-------- TASK INPUTS
PR #5729, opened 2026-08-01
fix(engine) #5693: read TX_RETRY_DELAY from the database configuration instead of the global static

### LINKED ISSUE #5693: TX_RETRY_DELAY is declared SCOPE.DATABASE but read from the global static, so a per-database override is ignored
### Summary

`TX_RETRY_DELAY` is declared `SCOPE.DATABASE`, but the retry loop reads it from the **global static**, so a
per-database override is silently ignored.

`GlobalConfiguration`:

```java
TX_RETRY_DELAY("arcadedb.txRetryDelay", SCOPE.DATABASE,
    "Maximum amount of milliseconds to compute a random number to wait for the next retry. ...",
    Integer.class, 100),
```

`LocalDatabase.transaction(TransactionScope, boolean, int, OkCallback, ErrorCallback)`:

```java
final int retryDelay = GlobalConfiguration.TX_RETRY_DELAY.getValueAsInteger();   // <-- global static
```

Compare with its sibling two lines up the call chain, which does honour the database's configuration:

```java
transaction(txBlock, true, configuration.getValueAsInteger(GlobalConfiguration.TX_RETRIES), null, null);
```

So `TX_RETRIES` is per-database and `TX_RETRY_DELAY` is not, despite both being declared `SCOPE.DATABASE` and
sitting adjacent in the same retry loop.

### Why it matters

1. **A per-database setting does nothing.** Anyone tuning `arcadedb.txRetryDelay` on one database - via
   `database.getConfiguration().setValue(...)`, or a per-database configuration file - gets no effect and no
   warning. On a server hosting several databases there is no way to give a contended one a different backoff.

2. **It pushes tests toward mutating global state.** `engine/CLAUDE.md` explicitly advises the per-database form for
   `SCOPE.DATABASE` settings ("Both are `SCOPE.DATABASE`, so a test can raise them per-database without polluting
   the suite"), but for this setting that advice silently does not work: the only form that has any effect is
   set-global-and-restore-in-`finally`, which every contention test in the tree therefore does. That is a
   process-wide mutation in a shared surefire JVM.

### Suggested fix

Read it the same way `TX_RETRIES` is read, from the database's `ContextConfiguration`:

```java
final int retryDelay = configuration.getValueAsInteger(GlobalConfiguration.TX_RETRY_DELAY);
```

`ContextConfiguration` falls back to the global value when nothing is set per-database, so this is
backward-compatible: existing global tuning keeps working, and the per-database form starts working.

Worth a sweep for other `SCOPE.DATABASE` settings read through `GlobalConfiguration.<X>.getValueAsInteger()`
rather than the database's configuration - the same mismatch may exist elsewhere.

### Verification

A test that sets the value only on the database instance and asserts the observed backoff changes; today it would
not. Simplest regression guard: assert `configuration.getValueAsInteger(TX_RETRY_DELAY)` is what the retry loop
actually uses.

### Context

Found while working on #5670 (PR #5678). A reviewer suggested the concurrency test set `TX_RETRY_DELAY` on the
database rather than globally, which is the right instinct and matches `engine/CLAUDE.md` - checking why the test
did not do that is what surfaced this.

waterWang:
### Problem
`TX_RETRY_DELAY` is declared `SCOPE.DATABASE` in `GlobalConfiguration`, but the retry loop in `LocalDatabase.transaction()` reads it from the **global static** via `GlobalConfiguration.TX_RETRY_DELAY.getValueAsInteger()`. A per-database override is silently ignored.

### Fix
Changed both production code locations to read `TX_RETRY_DELAY` from the database-scoped `ContextConfiguration`:

1. **`LocalDatabase.java:1396`** — `GlobalConfiguration.TX_RETRY_DELAY.getValueAsInteger()` → `configuration.getValueAsInteger(GlobalConfiguration.TX_RETRY_DELAY)`

2. **`RetryStep.java:47`** — `GlobalConfiguration.TX_RETRY_DELAY.getValueAsInteger()` → `ctx.getConfiguration().getValueAsInteger(GlobalConfiguration.TX_RETRY_DELAY)`

`ContextConfiguration.getValueAsInteger()` falls back to the global value when nothing is set per-database, so this is **backward-compatible**: existing global tuning keeps working, and the per-database form starts working.

### Why it matters
- A per-database `arcadedb.txRetryDelay` setting now actually works
- Tests can set this value per-database without polluting global state
- Matches the pattern already used by `TX_RETRIES` on line 1370

### Verification
- `ArcadeStateMachine.applyWithRetry()` already uses the correct pattern (server config with global fallback) — unchanged
- All existing tests that set `TX_RETRY_DELAY` globally continue to work

### DIFF
--- a/engine/src/main/java/com/arcadedb/database/LocalDatabase.java
+++ b/engine/src/main/java/com/arcadedb/database/LocalDatabase.java
@@ -1393,7 +1393,7 @@ public class LocalDatabase extends RWLockContext implements DatabaseInternal {
     if (attempts < 1)
       attempts = 1;
 
-    final int retryDelay = GlobalConfiguration.TX_RETRY_DELAY.getValueAsInteger();
+    final int retryDelay = configuration.getValueAsInteger(GlobalConfiguration.TX_RETRY_DELAY);
 
     boolean duplicatedKeyRetried = false;
 
--- a/engine/src/main/java/com/arcadedb/query/sql/executor/RetryStep.java
+++ b/engine/src/main/java/com/arcadedb/query/sql/executor/RetryStep.java
@@ -20,6 +20,7 @@
 package com.arcadedb.query.sql.executor;
 
 import com.arcadedb.GlobalConfiguration;
+import com.arcadedb.database.DatabaseInternal;
 import com.arcadedb.exception.NeedRetryException;
 import com.arcadedb.exception.TimeoutException;
 import com.arcadedb.log.LogManager;
@@ -44,7 +45,26 @@ public class RetryStep extends AbstractExecutionStep {
     this.retries = retries;
     this.elseBody = elseStatements;
     this.elseFail = !Boolean.FALSE.equals(elseFail);
-    this.retryDelay = ctx.getConfiguration().getValueAsInteger(GlobalConfiguration.TX_RETRY_DELAY);
+    this.retryDelay = readRetryDelay(ctx);
+  }
+
+  /**
+   * Resolves the backoff between retries from the database the script runs against. The setting is declared
+   * with database scope, so the database's own configuration is the authority and it already falls back to the
+   * global value when the database does not override it. The command context's configuration is deliberately
+   * not used: the script engine is handed either an empty configuration (embedded API) or the server's one
+   * (HTTP, Postgres and the replicated paths), and neither carries a per-database override.
+   */
+  private static int readRetryDelay(final CommandContext ctx) {
+    final DatabaseInternal database = ctx != null ? ctx.getDatabase() : null;
+    return database != null ?
+        database.getConfiguration().getValueAsInteger(GlobalConfiguration.TX_RETRY_DELAY) :
+        GlobalConfiguration.TX_RETRY_DELAY.getValueAsInteger();
+  }
+
+  // @VisibleForTesting
+  int getRetryDelay() {
+    return retryDelay;
   }
 
   @Override
--- a/engine/src/main/java/com/arcadedb/query/sql/executor/RetryStep.java
+++ b/engine/src/main/java/com/arcadedb/query/sql/executor/RetryStep.java
@@ -44,7 +44,7 @@ public class RetryStep extends AbstractExecutionStep {
     this.retries = retries;
     this.elseBody = elseStatements;
     this.elseFail = !Boolean.FALSE.equals(elseFail);
-    this.retryDelay = GlobalConfiguration.TX_RETRY_DELAY.getValueAsInteger();
+    this.retryDelay = ctx.getConfiguration().getValueAsInteger(GlobalConfiguration.TX_RETRY_DELAY);
   }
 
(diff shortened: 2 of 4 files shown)


robfrank:
Reviewed and extended. Thanks @waterWang, the diagnosis is right and you caught the second read site that the sibling PR #5731 missed, so I have closed that one in favour of this branch.

**Read-site sweep.** Every production read of `TX_RETRY_DELAY` in the tree:

| site | before | after |
| --- | --- | --- |
| `LocalDatabase.transaction(...)` | global static | database `ContextConfiguration` (your change) |
| `RetryStep` (SQL `COMMIT RETRY`) | global static | database `ContextConfiguration` |
| `ArcadeStateMachine.applyWithRetry` | server `ContextConfiguration`, global fallback | unchanged |

The Raft one already goes through a `ContextConfiguration` and its javadoc explains why that loop is tuned at server level (it is the single sequential `StateMachineUpdater` thread, and the entry it applies may have no target database), so I left it alone.

**One correction to the `RetryStep` change.** `ctx.getConfiguration()` is not the database's configuration on any path:

- embedded API: `LocalDatabase.command(language, query[, params])` passes a freshly built empty `ContextConfiguration`;
- HTTP, Postgres and the replicated paths: `PostCommandHandler`, `PostgresNetworkExecutor` and `RaftReplicatedDatabase` pass the **server's** configuration.

So the per-database override would still have been invisible to `BEGIN ... COMMIT RETRY n`. I changed it to resolve from `ctx.getDatabase().getConfiguration()`, which is the authority for a database-scoped setting and keeps the same global fallback, with a null guard for a context that has no database.

**Regression tests** (both were missing):

- `Issue5693TxRetryDelayScopeTest` drives the `LocalDatabase` retry loop through six forced retries, takes a baseline in-run with no backoff, then raises the backoff **on the database alone** while the global stays at 0 and asserts the gap. No wall-clock budget is hardcoded. A second case asserts the global value still applies when the database does not override it.
- `Issue5693RetryStepDelayScopeTest` asserts the delay the step actually captured, plus the same fallback.

Both were verified to fail against the old code: stubbing the reads back to the global static gives `expected 777 but was 11` and a gap of `0L`, and restoring the fix turns them green.

Local runs, all green: `Issue5693TxRetryDelayScopeTest`, `Issue5693RetryStepDelayScopeTest`, `SQLScriptTest`, `SQLScriptAdditionalCoverageTest`, `ScriptExecutionTest`, `CommitParserTestStatementTest`, `SQLGrammarRegressionTest`, `ExplicitLockCompactedSubIndexTest`, `ExplicitLockCompactionRaceTest`, `UpdateStatementExecutionTest`, `ContextConfigurationTest` (198 tests, 0 failures).

Follow-up worth filing separately, from the issue text: sweep the other `SCOPE.DATABASE` settings that are read through `GlobalConfiguration.<X>.getValueAs*()` rather than the database's configuration.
----------------
* TASK TO CARRY OUT *
Gather from the entries above all lines that include the string "uses".

* SOLUTION FOR THIS EXERCISE *
actually uses.
- `ArcadeStateMachine.applyWithRetry()` already uses the correct pattern (server config with global fallback) — unchanged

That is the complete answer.